Synopsis: Phantom Files
Let's learn the challenges related to the storage of images in databases.
We'll cover the following
Imagine that a catastrophe strikes your database server. While relocating a rack full of hard drives, the rack tips over and crashes. Fortunately, no one gets hurt, but the massive hard drives shatter. Even the raised floor breaks where they fall. Fortunately, the IT department is prepared: they have made good backups of every important system every day, and they quickly deploy a new server and restore your database.
It doesn’t take long during smoke testing to notice a problem: your application associates graphic images with many database entities, but the images are missing! You call the IT technician immediately.
“We restored the database and verified that it was complete until the last backup,” the technician says. “Where were the images stored?”
You remember now that in this application, images are stored outside the database, and ordinary files are stored on the filesystem. The database stores the path to the image, and the application opens each image file at that path. “The images were stored as files. They were on the /var
filesystem, same as the databases.”
The technician shakes his head. “We don’t back up files on the /var
filesystem unless you specifically tell us to. We backup all databases, of course, but other files on /var
are usually just logs, cache data, or other tmporary files. By default, they don’t get backed up.”

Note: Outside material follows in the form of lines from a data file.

PR #864, opened 2017-02-26
Followup to PR #857

miguelsousa:


Lib/fontTools/varLib/designspace.py
```diff
@@ -66,11 +77,14 @@ def _load(et):
...
 		instances.append(_loadItem(et))
 
-	return masters, instances, axisMap
+	return axes, masters, instances
 
 def load(filename):
-	"""Load designspace from a file name or object.  Returns two items:
-	list of masters (aka sources) and list of instances."""
+	"""Load designspace from a file name or object.
+	   Returns three items:
```
anthrotype: Thanks Miguel. Talking with @behdad yesterday, we were thinking of having the load and _load function return a dictionary instead of a tuple of two, now three (and tomorrow who knows how many) items. Could you also  make that change here?

miguelsousa: Yes, good idea. So you want it to return something like this
```python
{'axes': ..., 'masters': ..., 'instances': ...}
```
yes?

anthrotype: Yes!

anthrotype: Mind also adding a changelog entry about support for axes element and the new return value for designspace load? Thank you.

miguelsousa: done!

behdad:
So, if file doesn't have axes element, shouldn't we return None? Same with masters and instances.

miguelsousa:
@behdad good point. So return None if the element is not in the file, and an empty list if parsing the element yielded no results?

anthrotype:
Instead of None, I would prefer that the key/value pair is not set in the returned dict if one element is not present in the designspace.

miguelsousa:
Just realized that wrapping `axis_map.keys()` with `list()` would have fix it for py3 🤦
```python
for iden in sorted(axes.keys(), key=lambda i: list(axis_map.keys()).index(i)):
```
I still think that this is a better solution because it clearly shows that we're iterating using the contents of `axes`.

anthrotype:
well, it's the same.. you said `axes` has same keys or a subset of `axis_map`, and `axis_map` is already an ordereddict.

PR #865, opened 2017-02-27
[varLib/designspace] fixups

anthrotype:
mostly cosmetic, two changes deserve mention:

- if any of `axes`, `instances` or `sources` element is not present, the dictionary returned from `designspace.load` will not contain the respective key/value pair; an empty list means the element is defined but empty;

- what was previously called `masters` is now called `sources` for consistency with the designspace document specification.

### DIFF
--- a/Lib/fontTools/varLib/__init__.py
+++ b/Lib/fontTools/varLib/__init__.py
@@ -37,6 +37,10 @@ from pprint import pformat
 
 log = logging.getLogger("fontTools.varLib")
 
+
+class VarLibError(Exception):
+	pass
+
 #
 # Creation routines
 #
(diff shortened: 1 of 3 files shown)


Lib/fontTools/varLib/__init__.py
```diff
@@ -265,9 +269,10 @@ def build(designspace_filename, master_finder=lambda s:s, axisMap=None):
 	"""
 
 	ds = designspace.load(designspace_filename)
-	axes = ds['axes']
-	masters = ds['masters']
-	instances = ds['instances']
+	axes = ds['axes'] if 'axes' in ds else []
+	if 'sources' not in ds or not ds['sources']:
+		raise VarLibError("no 'sources' defined in .designspace")
+	instances = ds['instances'] if 'instances' in ds else []
```
miguelsousa: @anthrotype You forgot to define the 'masters' variable

anthrotype: Ouch! thanks Miguel. I guess it's time to add some tests to varLib. :)

miguelsousa: also, `varLib.interpolate_layout` needs some of these changes

miguelsousa: BTW, I'm putting together some test cases that will exercise `fontTools.varLib.build()` and `fontTools.varLib.interpolate_layout.interpolate_layout()`. I think these will help a lot validating this and upcoming changes.

anthrotype: That'd be great, thanks a lot!

miguelsousa:
I was getting ready to submit a PR with some of these changes. At this point the only thing salvageable is probably the test case I had to go along with them.
Cosmo, do you have anything else to commit? I just want to make sure we're not doing the same thing.

anthrotype:
Ok, I'm done now!

PR #867, opened 2017-03-01
[tests] Change `hhea` and `vhea` table version from float to hex to mute fontTools warnings

miguelsousa:
Some housekeeping as I just noticed these warnings.


miguelsousa:
@anthrotype OK to merge? It's a pretty trivial change.

miguelsousa:
Thanks Just. Thanks Cosimo.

Your heart sinks. There were more than images used in your product catalog database. Most of them probably still exist in other places, but tracking them all down, reformatting them, and generating their thumbnail versions for web searches will take weeks.
Objective: Store images or other bulky media#
Images and other media are used in most applications these days. Sometimes, media are associated with entities stored in the database. For example, we may allow a user to have a portrait or avatar that is displayed when they post a comment. Similarly, in our bugs database, bugs often need a screenshot to illustrate the circumstances of the defect.
The objective described in this chapter is to store images and associate them with database entities, such as user accounts or bugs. When we query these entities from the database, we need the capability to retrieve the associated images in the application.
Legitimate uses of the antipattern#
There are good reasons to store images or other large objects in files outside the database:
- The database is much leaner without images because images tend to be large compared to simple data types like integers and strings.
- Backing up the database is faster, and the result is smaller if images are not included. True, we need to copy images from the filesystem as a separate backup step, but doing this is usually more manageable than backing up a huge database.
- If images are in files external to the database, it’s easier to do ad hoc image previewing or editing. For example, if we need to apply a batch edit to all our images, it’s much better to keep images external to the database.
If these advantages of storing images in files are important and the issues described earlier are not deal-breakers, we can decide that it’s the right thing to do in this project.
Some database brands also support special SQL data types that reference external files more or less transparently. Oracle calls this data type BFILE
, while SQL Server 2008 calls it FILESTREAM
.
It would be best if we plan how our application would use images to know whether the issues described in the Antipattern lesson would affect us. We need to make an informed decision, instead of listening to generalized statements like storing images in external files is always the best solution.